To easily achieve this, Scalar DL exposes pause API to make Scalar DL drain outstanding transactions and stop accepting new transactions. We also provide a simple client program called scalar-admin to make a pause request (and unpause request) to a Scalar DL cluster and obtain a paused duration.
Note that when you use a point-in-time-restore/recovery mechanism, it is recommended to minimize the clock drifts between nodes (Scalar DL nodes and a client node that requests a pause) by using clock synchronization such as NTP. Otherwise, the time you get as a paused duration might be too different from the time in which the pause was actually conducted, which could restore to a point where ongoing transactions exist. Also, it is recommended to pause a long enough time (e.g., 10 seconds) and use the mid-time of the paused duration since clock synchronization cannot perfectly synchronize clocks between nodes.
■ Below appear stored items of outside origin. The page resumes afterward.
PR #2993, opened 2021-01-11
allow access to the underlying quic.Stream from a http.ResponseWriter

### LINKED ISSUE #1492: Expose underlying data stream in h2quic
# Background

When using HTTP/2, `http.Request` and `http.ResponseWriter` do not implement `http.Hijacker`.  This makes sense in the context of TCP because the stream multiplexing happens outside of the wire protocol; the call to `Hijack` would return a TCP connection over which multiple request/response cycles travel, not just the one being hijacked.  As such, it is often said that [HTTP/2 and Hijack are fundamentally incompatible](https://github.com/golang/go/issues/14797#issuecomment-196103814).

In the context of QUIC, this is no longer true.  Each request/response cycle is mapped to its own OSI Layer-4 stream, which can be manipulated independently of others.

#### As such, HTTP/2 over QUIC is not fundamentally incompatible with `Hijack`-like semantics.

# Proposal

I would like to propose a mechanism for exposing the `quic.Stream` that underpins HTTP/2 over QUIC, similar to the `Hijack` semantics in `net/http`.

The use-cases for this feature are mostly the same ones as for WebSocket.  Nevertheless there are a few important design considerations:

1. **This is NOT a proposal to implement WebSocket.**  The intent is not to expose message-oriented semantics, nor any of the special features proposed by the protocol.  The WebSocket spec contains too many corner-cases that map onto QUIC and HTTP/2 quite poorly.  Rather, the idea is to expose the `quic.Stream` directly, enabling bidirectional streaming.
2. **This is NOT a proposal to implement `http.Hijacker`**.  Implementing `http.Hijacker` sends a strong message that this library can be used interchangeably with standard transports.  This is likely to break things that don't expect separate streams for headers and data, e.g. `gorilla/websocket`.  I propose instead to make the data stream available to those who are **intentionally** looking for it, while making it clear this "thing" behaves differently from `Hijack`.

Instead of implementing `Hijacker`, I propose the following:

```go
type DataStreamer interface {
    DataStream() quic.Stream
}
```

I have to admit to a small bit of pleasure that the interface is so simple.  Used in conjunction with `http.ResponseWriter`, application developers can both send response headers **and** enjoy bidirectional streaming with a familiar interface.

Consider the following example, which shows a homegrown protocol for negotiating such a connection upgrade:

```go
func handler(w http.ResponseWriter, r *http.Request) {
    if r.Header.Get("Connection") != "Upgrade" || r.Header.Get("Upgrade") != "QUIC-Stream" {
        http.Error(w, "raw QUIC stream required", http.StatusUpgradeRequired)
        return
    }

    w.WriteHeader(http.StatusSwitchingProtocols)  // this writes to the header stream

    s := w.(h2quic.DataStreamer).DataStream()
    useStream(s)
}
```

# Final note

@lucas-clemente, @marten-seemann and contributors:  I wanted to open a discussion before submitting a PR.  I already have this working on a private branch, which I have been happily using for several months, so I'm happy to submit this implementation for review if you're okay with this in principle.

Cheers,
Louis

marten-seemann:
Fixes #1492.

### DIFF
--- a/http3/response_writer.go
+++ b/http3/response_writer.go
@@ -3,21 +3,33 @@ package http3
 import (
 	"bufio"
 	"bytes"
-	"io"
 	"net/http"
 	"strconv"
 	"strings"
 
+	"github.com/lucas-clemente/quic-go"
 	"github.com/lucas-clemente/quic-go/internal/utils"
 	"github.com/marten-seemann/qpack"
 )
 
-type responseWriter struct {
-	stream *bufio.Writer
+// DataStreamer lets the caller take over the stream. After a call to DataStream
+// the HTTP server library will not do anything else with the connection.
+//
+// It becomes the caller's responsibility to manage and close the stream.
+//
+// After a call to DataStream, the original Request.Body must not be used.
+type DataStreamer interface {
+	DataStream() quic.Stream
+}
 
-	header        http.Header
-	status        int // status code passed to WriteHeader
-	headerWritten bool
+type responseWriter struct {
+	stream         quic.Stream // needed for DataStream()
+	bufferedStream *bufio.Writer
+
+	header         http.Header
+	status         int // status code passed to WriteHeader
+	headerWritten  bool
+	dataStreamUsed bool // set when DataSteam() is called
 
 	logger utils.Logger
 }
@@ -25,13 +37,15 @@ type responseWriter struct {
 var (
 	_ http.ResponseWriter = &responseWriter{}
 	_ http.Flusher        = &responseWriter{}
+	_ DataStreamer        = &responseWriter{}
 )
 
-func newResponseWriter(stream io.Writer, logger utils.Logger) *responseWriter {
+func newResponseWriter(stream quic.Stream, logger utils.Logger) *responseWriter {
 	return &responseWriter{
-		header: http.Header{},
-		stream: bufio.NewWriter(stream),
-		logger: logger,
+		header:         http.Header{},
+		stream:         stream,
+		bufferedStream: bufio.NewWriter(stream),
+		logger:         logger,
 	}
 }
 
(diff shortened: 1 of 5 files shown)


http3/response_writer.go
```diff
@@ -3,35 +3,49 @@ package http3
...
 	"github.com/lucas-clemente/quic-go/internal/utils"
 	"github.com/marten-seemann/qpack"
 )
 
+// DataStreamer lets the caller take over the stream. After a call to DataStreamer
+// the HTTP server library will not do anything else with the connection.
+//
+// It becomes the caller's responsibility to manage and close the connection.
+//
+// After a call to DataStreamer, the original Request.Body must not be used.
```
lucas-clemente, line 20: -r

http3/response_writer.go
```diff
@@ -3,35 +3,49 @@ package http3
...
 	"net/http"
 	"strconv"
 	"strings"
 
+	"github.com/lucas-clemente/quic-go"
 	"github.com/lucas-clemente/quic-go/internal/utils"
 	"github.com/marten-seemann/qpack"
 )
 
+// DataStreamer lets the caller take over the stream. After a call to DataStreamer
```
lucas-clemente, line 15: -r

http3/response_writer.go
```diff
@@ -3,35 +3,49 @@ package http3
...
+// the HTTP server library will not do anything else with the connection.
```
lucas-clemente, line 16: is connection the best term here?

lucas-clemente (approved):

http3/response_writer.go
marten-seemann: That was copied from `http.Hijacker` ;)
Of course it's the stream here.

PR #3003, opened 2021-01-17
immediately complete streams that were canceled, drop retransmissions

### LINKED ISSUE #3002: SendStream doesn't complete if canceled when it has inflight frames or queued retransmissions
`cancelWriteImpl` does not call `onStreamCompleted` if there is inflight frames for the stream. If any of those inflight frames is lost then `queueRetransmission` is called. It does not check for completion but queues the frame for retransmission. That retransmission never happens because `popStreamFrame` checks if `cancelWrite` flag has been set and returns early. `onStreamCompleted` is never called.

I think `queueRetransmission` should check `cancelWrite` flag and not add the frame to retransmission queue if set. Then it would check for completion. `cancelWriteImpl` should also clear the retransmission queue before checking for completion.

marten-seemann:
Fixes #3002.

@rip-create-your-acccount Would be great if you could review this PR!

### DIFF
--- a/send_stream.go
+++ b/send_stream.go
@@ -346,6 +346,10 @@ func (s *sendStream) frameAcked(f wire.Frame) {
 	f.(*wire.StreamFrame).PutBack()
 
 	s.mutex.Lock()
+	if s.canceledWrite {
+		s.mutex.Unlock()
+		return
+	}
 	s.numOutstandingFrames--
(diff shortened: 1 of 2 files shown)


rip-create-your-account:
Looks good to me. I agree that the immediate completion is better.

Database-specific ways to create a transactionally-consistent backup
Cassandra has a built-in replication mechanism, so you do not always have to create a transactionally-consistent backup. For example, if replication is set to 3 and only the data of one of the nodes in a cluster is lost, you do not need a transactionally-consistent backup because the node can be recovered with a normal (transactionally-inconsistent) snapshot and the repair mechanism. However, if the quorum of nodes of a cluster loses their data, we need a transactionally-consistent backup to restore the cluster to a certain transactionally-consistent point.
If you want to create a transactionally-consistent cluster-wide backup, please follow the basic strategy section, or stop the Cassandra cluster and take the copies of all the nodes of the cluster, and start the cluster.
To avoid mistakes, it is recommended to use Cassy.
Cassy is also integrated with
scalar-admin so it can issue a pause request to the application of a Cassandra cluster.
Please see the doc for more details.
You must create a Cosmos DB account with a Continuous backup policy enabled to use point-in-time restore (PITR) feature. Backups are created continuously after it is enabled. To specify a transactionally-consistent restore point, please pause Scalar DL service as described in the basic strategy.
You must enable the point-in-time recovery (PITR) feature for DynamoDB tables. If you use Scalar DL Schema Loader, it enables PITR by default. To specify a transactionally-consistent restore point, please pause Scalar DL service as described in the basic strategy.
Restore Backups of Ledger Databases
To restore backups, you must follow the Restore Backup section. You must stop Scalar DL Ledger services before restoring database backups and start the Scalar DL Ledger services after restoring the backups.
Create/Restore Backups of Auditor Databases
When you use Auditor, you also need to take backups of Auditor databases in addition to Ledger databases. To make the backups of Ledger and Auditor databases consistent, you always need to pause a Ledger cluster regardless of whether you use transactional databases or non-transactional databases for Ledger and Auditor.
Here is the steps to take backups:
- Pause a Ledger cluster
- Take backups of Ledger databases (as described above)
- Take backups of Auditor databases (as described above)
- Unpause the Ledger cluster
Note that, even if Ledger is paused, Auditor still accepts requests and updates its data (i.e., lock tables), however, the updated data is lazily recovered once Ledger is unpaused. To reduce the lazy recovery overhead, it is always a good practice to take backups while there are no requests for Scalar DL. We are planning to provide a more efficient scheme as future work.
When restoring backups, make sure you use the backups that are created in the same pause period. You must stop Scalar DL Ledger and Auditor services before restoring database backups and start the Scalar DL Ledger and Auditor services after restoring the backups.